Paesaggio molto piatto, che si perde alla vista in tutti gli orizzonti. In fondo a sinistra un piccolo boschetto di betulle. Fusti, ancora molto giovani, di un bianco delicato; rami spogli. Solo campi bruni, arati a piccole strisce rettilinee. Al centro di questo cerchio gigantesco c’è un piccolo villaggio, formato da poche case di un bianco grigiastro. Esattamente in centro un campanile. La piccola campana obbedisce al movimento della fune e fa: deng, deng, deng, deng, deng…».

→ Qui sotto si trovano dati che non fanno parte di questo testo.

PR #2940, opened 2019-04-08
Server sider cursors

edgarcosta:
We now provide buffered searches, when the user doesn't specify a limit constraint.
This also speeds up significantly rewrite, and hopefully fully addresses #2881, rewriting `nf_fields` should take about a day based on some measurements on the "writing" to disk part:
We averaged   0.0006s on the first 1.6 million records, 0.003s for several degree 16, and 0.008s for the last couple thousand records.

For example, now 
```
for rec in db.nf_fields.search():
    print  rec
    break
```
is instantaneous, while in the past it first fetched all the records into memory.

Compare against with the current code (this will take about 1min):
```
for rec in db.gps_small.search():
    print  rec
    break
```

### DIFF
--- a/lmfdb/backend/database.py
+++ b/lmfdb/backend/database.py
@@ -5019,12 +5019,12 @@ class PostgresDatabase(PostgresBase):
     def cursor(self, buffered=False):
         """
         Returns a new cursor.
-        If buffered, then it creates a server side cursor that should be manually
+        If buffered, then it creates a server side cursor that must be manually
         closed after done using it.
         """
         if buffered:
             self.server_side_counter += 1
-            return self.conn.cursor(str(self.server_side_counter))
+            return self.conn.cursor(str(self.server_side_counter), withhold=True)
         else:
             return self.conn.cursor()
 
--- a/lmfdb/backend/database.py
+++ b/lmfdb/backend/database.py
@@ -1550,14 +1550,17 @@ class PostgresTable(PostgresBase):
             if info is not None:
                 # caller is requesting count data
                 info['number'] = self.count(query)
-            return self._search_iterator(cur, search_cols, extra_cols, projection)
+            return self._search_iterator(cur, search_cols,
+                                         extra_cols, projection)
         if nres is None:
             exact_count = (cur.rowcount < prelimit)
             nres = offset + cur.rowcount
         else:
             exact_count = True
         res = cur.fetchmany(limit)
-        res = list(self._search_iterator(res, search_cols, extra_cols, projection))
+        res = list(
+                self._search_iterator(res, search_cols, extra_cols, projection)
+                )
         if info is not None:
             if offset >= nres:
                 offset -= (1 + (offset - nres) / limit) * limit
--- a/lmfdb/backend/database.py
+++ b/lmfdb/backend/database.py
@@ -4921,7 +4921,11 @@ class PostgresDatabase(PostgresBase):
         return connection
 
     def reset_connection(self):
-        logging.info("Connection broken (status %s); resetting..."%self.conn.closed)
+        """
+        Resets the connection
+        """
+        logging.info("Connection broken (status %s); resetting...",
+                     self.conn.closed)
         conn = self._new_connection()
         # Note that self is the first entry in self._objects
         for obj in self._objects:
@@ -4932,6 +4936,7 @@ class PostgresDatabase(PostgresBase):
         self._objects.append(obj)
 
     def __init__(self, **kwargs):
+        self.server_side_counter = 0
         self._nocommit_stack = 0
         self._silenced = False
         self._objects = []
@@ -4958,11 +4963,11 @@ class PostgresDatabase(PostgresBase):
             cur = sorted(list(self._execute(SQL("SELECT privilege_type FROM information_schema.role_table_grants WHERE grantee = %s AND table_schema = %s AND table_name=%s AND privilege_type IN (" + ",".join(['%s']*len(privileges)) + ")"), [self._user,  'userdb', 'users'] + privileges)))
             self._read_and_write_userdb = cur == sorted([(priv,) for priv in privileges])
 
-        logging.info("User: %s" % self._user)
-        logging.info("Read only: %s" % self._read_only)
-        logging.info("Super user: %s" % self._super_user)
-        logging.info("Read/write to userdb: %s" % self._read_and_write_userdb)
-        logging.info("Read/write to knowls: %s" % self._read_and_write_knowls)
+        logging.info("User: %s", self._user)
+        logging.info("Read only: %s", self._read_only)
+        logging.info("Super user: %s", self._super_user)
+        logging.info("Read/write to userdb: %s", self._read_and_write_userdb)
+        logging.info("Read/write to knowls: %s", self._read_and_write_knowls)
         # Stores the name of the person making changes to the database
         from lmfdb.utils.config import Configuration
         self.__editor = Configuration().get_logging().get('editor')
@@ -4996,6 +5001,12 @@ class PostgresDatabase(PostgresBase):
         return "Interface to Postgres database"
 
 
+    def cursor(self):
+        """
+        Returns a new server side cursor, with automatic name generation
+        """
+        self.server_side_counter += 1
+        return self.conn.cursor(int(self.server_side_counter))
 
 
     def login(self):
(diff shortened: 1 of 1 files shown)


jwj61:
Just started a nf rewrite using this (and the scare quotes fix).

roed314:
I worked on this with Edgar today and the changes are all fine with me.

AndrewVSutherland:
The example you gave is far from instantaneous for me (running on legendre).  I started it 2-3 minutes ago and it is still running

`~/github/lmfdb$ git checkout edgarcosta/server_sider_cursors 
M	lmfdb/genus2_curves/main.py
Previous HEAD position was ee09eaf... Fix typo in insert_many
HEAD is now at 6b75ecd... formatting for David
~/github/lmfdb$ sage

La poesia diviene un’associazione di script mentali che vengono uniti in una sorta di lungo recitativo immaginifico, laddove il segno grafico, il brandello onirico, il suono affilato si uniscono a una variante cromatica che strappa la vita, come in Primavera: «[…] La vecchia casa scivola lentamente giù dalla collina. Il vecchio cielo azzurro si nasconde disperato fra i rami e le foglie. / Non chiamarmi! / Il suono rimane disperatamente sospeso nell’aria, come il cucchiaio in un minestrone compatto. I piedi rimangono incollati all’erba. E l’erba vuole trafiggere l’invisibile con le sue punte. / Solleva alta l’ascia sopra il tuo capo e colpisci! Colpisci dunque! Le tue parole non giungono fino a me. Esse pendono dai cespugli come stracci bagnati. / Perché là al bivio non cresce nulla, e solo c’è questa putrida croce di legno? Le braccia hanno trafitto l’aria a destra e a sinistra. E l capo ha forato il cielo. Dai bordi strisciano sofferenti nubi rosse e blu. E fulmini le lacerano e le fendono là dove meno te l’aspetti e risanano senza lasciar tracce le loro punture e le loro spaccature. E qualcuno parla, parla — parla — / Sei di nuovo tu, tu uomo frivolo? Di nuovo tu?».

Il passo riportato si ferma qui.